Exercise directions: Check each line of the entries below for the string "playbooks" and state how many lines have it, with no other text.

Supplied information:
PR #213, opened 2015-07-01
Prevent /boot from filling up by disabling unattended upgrades

### LINKED ISSUE #24: Prevent unattended upgrades

prometheanfire:
Simply disables the security branch of unattended upgrades (the only one enabled by default).

Closes #24

### DIFF
--- a/rpcd/playbooks/roles/rpc_support/tasks/disable_unattended_upgrades.yml
+++ b/rpcd/playbooks/roles/rpc_support/tasks/disable_unattended_upgrades.yml
@@ -1,0 +1,20 @@
+---
+# Copyright 2015, Rackspace US, Inc.
+#
+# Licensed under the Apache License, Version 2.0 (the "License");
+# you may not use this file except in compliance with the License.
+# You may obtain a copy of the License at
+#
+#     http://www.apache.org/licenses/LICENSE-2.0
+#
+# Unless required by applicable law or agreed to in writing, software
+# distributed under the License is distributed on an "AS IS" BASIS,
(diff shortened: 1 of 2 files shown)


nrb:
Looks good, I will run a build with it just to be sure, though.

prometheanfire:
cool, I did test it here as well.

prometheanfire:
backport is in #214

rpcd/playbooks/roles/rpc_support/tasks/disable_unattended_upgrades.yml
```diff
@@ -0,0 +1,20 @@
...
+# Unless required by applicable law or agreed to in writing, software
+# distributed under the License is distributed on an "AS IS" BASIS,
+# WITHOUT WARRANTIES OR CONDITIONS OF ANY KIND, either express or implied.
+# See the License for the specific language governing permissions and
+# limitations under the License.
+
+- name: Disable unattended upgrades
+  lineinfile:
+    dest: '/etc/apt/apt.conf.d/50unattended-upgrades'
+    regexp: '\-security\";$'
```
mattt416: Will this result in an ansible change on every run? Would it be easier to disable updates by flipping APT::Periodic::Unattended-Upgrade to "0" in /etc/apt/apt.conf.d/20auto-upgrades instead?

nrb: That's one way; the regexp could also be changed to look for `^\/\/?`at the beginning.

nrb:
Verified that re-running the play does not alter the file if the line is already commented, so I'm +1.

stevelle:
Verified, +1. Merging.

Expected output: 3